Saved entries
PR #7015, opened 2024-02-04
fix Xiaomi LYWSD03MMC converter

devbis:
Fix/revert of commit https://github.com/Koenkk/zigbee-herdsman-converters/commit/6de8b7c41efd9defffa4c17f88c69b67195d0d20 which was added for a fork instead of a original firmware.

Add features for fw version 1.1.0.

Fixes https://github.com/Koenkk/zigbee2mqtt/issues/21165

Corresponding OTA PR: https://github.com/Koenkk/zigbee-OTA/pull/440

cc: @krzysztof-kwitt

### DIFF
--- a/src/devices/custom_devices_diy.ts
+++ b/src/devices/custom_devices_diy.ts
@@ -1,3 +1,4 @@
+import dataType from 'zigbee-herdsman/dist/zcl/definition/dataType';
 import * as exposes from '../lib/exposes';
 import fz from '../converters/fromZigbee';
 import * as legacy from '../lib/legacy';
@@ -1282,6 +1283,7 @@ const definitions: Definition[] = [
         },
     },
     {
+        // https://github.com/devbis/z03mmc/
         zigbeeModel: ['LYWSD03MMC'],
         model: 'LYWSD03MMC',
         vendor: 'Custom devices (DiY)',
@@ -1289,9 +1291,7 @@ const definitions: Definition[] = [
         extend: [
             quirkAddEndpointCluster({
                 endpointID: 1,
-                outputClusters: [
-                    'hvacUserInterfaceCfg',
-                ],
+                outputClusters: [],
                 inputClusters: [
                     'genPowerCfg',
                     'msTemperatureMeasurement',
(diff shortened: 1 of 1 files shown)


src/devices/custom_devices_diy.ts
```diff
@@ -27,6 +27,15 @@ const switchTypesList = {
     'multi-click': 0x02,
 };
 
+const dataType = {
```
Koenkk, line 30: Please use `import dataType from 'zigbee-herdsman/dist/zcl/definition/dataType';` instead

src/devices/custom_devices_diy.ts
```diff
@@ -1312,77 +1318,100 @@ const definitions: Definition[] = [
...
+                attribute: {ID: 0x0102, type: dataType.int16},
+                valueMin: -100.0,
+                valueMax: 100.0,
+                scale: 100,
+                description: 'Comfort parameters/Temperature minimum, in 0.01°C steps.',
             }),
             numeric({
                 name: 'comfort_temperature_max',
-                unit: 'C',
+                unit: 'ºC',
```
Koenkk, line 1370:
```suggestion
                unit: '°C',
```

src/devices/custom_devices_diy.ts
```diff
@@ -1312,77 +1318,100 @@ const definitions: Definition[] = [
...
+                scale: 100,
+                description: 'Comfort parameters/Humidity maximum, in 0.01% steps.',
             }),
         ],
         ota: ota.zigbeeOTA,
+        configure: async (device, coordinatorEndpoint, logger) => {
+            const endpoint = device.getEndpoint(1);
+            const bindClusters = ['msTemperatureMeasurement', 'msRelativeHumidity', 'genPowerCfg'];
+            await reporting.bind(endpoint, coordinatorEndpoint, bindClusters);
+            await reporting.temperature(endpoint, {min: 10, max: 300, change: 10});
```
Koenkk, line 1404: This should not be needed, e.g. this line is already handled by `temperature({reporting: {min: 10, max: 300, change: 10}}),`

src/devices/custom_devices_diy.ts
devbis: Nice catch! Thanks!

src/devices/custom_devices_diy.ts
devbis: Done

src/devices/custom_devices_diy.ts
devbis: Thanks! Changed.

src/devices/custom_devices_diy.ts
Koenkk: The configure is still there.

devbis: The configure is to read additional attributes optionally. They don't exist in older firmware versions.
Otherwise, there are errors in a loop and device cannot be configured.

Soukyuu:
A question about the calibration settings: what is the difference between these and the ones on the "settings (specific) tab? Are they the same, device local vs. sent, or additive?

■ Exercise goal: All records above are to be output again exactly as they stand.

■ Response area:
PR #7015, opened 2024-02-04
fix Xiaomi LYWSD03MMC converter

devbis:
Fix/revert of commit https://github.com/Koenkk/zigbee-herdsman-converters/commit/6de8b7c41efd9defffa4c17f88c69b67195d0d20 which was added for a fork instead of a original firmware.

Add features for fw version 1.1.0.

Fixes https://github.com/Koenkk/zigbee2mqtt/issues/21165

Corresponding OTA PR: https://github.com/Koenkk/zigbee-OTA/pull/440

cc: @krzysztof-kwitt

### DIFF
--- a/src/devices/custom_devices_diy.ts
+++ b/src/devices/custom_devices_diy.ts
@@ -1,3 +1,4 @@
+import dataType from 'zigbee-herdsman/dist/zcl/definition/dataType';
 import * as exposes from '../lib/exposes';
 import fz from '../converters/fromZigbee';
 import * as legacy from '../lib/legacy';
@@ -1282,6 +1283,7 @@ const definitions: Definition[] = [
         },
     },
     {
+        // https://github.com/devbis/z03mmc/
         zigbeeModel: ['LYWSD03MMC'],
         model: 'LYWSD03MMC',
         vendor: 'Custom devices (DiY)',
@@ -1289,9 +1291,7 @@ const definitions: Definition[] = [
         extend: [
             quirkAddEndpointCluster({
                 endpointID: 1,
-                outputClusters: [
-                    'hvacUserInterfaceCfg',
-                ],
+                outputClusters: [],
                 inputClusters: [
                     'genPowerCfg',
                     'msTemperatureMeasurement',
(diff shortened: 1 of 1 files shown)


src/devices/custom_devices_diy.ts
```diff
@@ -27,6 +27,15 @@ const switchTypesList = {
     'multi-click': 0x02,
 };
 
+const dataType = {
```
Koenkk, line 30: Please use `import dataType from 'zigbee-herdsman/dist/zcl/definition/dataType';` instead

src/devices/custom_devices_diy.ts
```diff
@@ -1312,77 +1318,100 @@ const definitions: Definition[] = [
...
+                attribute: {ID: 0x0102, type: dataType.int16},
+                valueMin: -100.0,
+                valueMax: 100.0,
+                scale: 100,
+                description: 'Comfort parameters/Temperature minimum, in 0.01°C steps.',
             }),
             numeric({
                 name: 'comfort_temperature_max',
-                unit: 'C',
+                unit: 'ºC',
```
Koenkk, line 1370:
```suggestion
                unit: '°C',
```

src/devices/custom_devices_diy.ts
```diff
@@ -1312,77 +1318,100 @@ const definitions: Definition[] = [
...
+                scale: 100,
+                description: 'Comfort parameters/Humidity maximum, in 0.01% steps.',
             }),
         ],
         ota: ota.zigbeeOTA,
+        configure: async (device, coordinatorEndpoint, logger) => {
+            const endpoint = device.getEndpoint(1);
+            const bindClusters = ['msTemperatureMeasurement', 'msRelativeHumidity', 'genPowerCfg'];
+            await reporting.bind(endpoint, coordinatorEndpoint, bindClusters);
+            await reporting.temperature(endpoint, {min: 10, max: 300, change: 10});
```
Koenkk, line 1404: This should not be needed, e.g. this line is already handled by `temperature({reporting: {min: 10, max: 300, change: 10}}),`

src/devices/custom_devices_diy.ts
devbis: Nice catch! Thanks!

src/devices/custom_devices_diy.ts
devbis: Done

src/devices/custom_devices_diy.ts
devbis: Thanks! Changed.

src/devices/custom_devices_diy.ts
Koenkk: The configure is still there.

devbis: The configure is to read additional attributes optionally. They don't exist in older firmware versions.
Otherwise, there are errors in a loop and device cannot be configured.

Soukyuu:
A question about the calibration settings: what is the difference between these and the ones on the "settings (specific) tab? Are they the same, device local vs. sent, or additive?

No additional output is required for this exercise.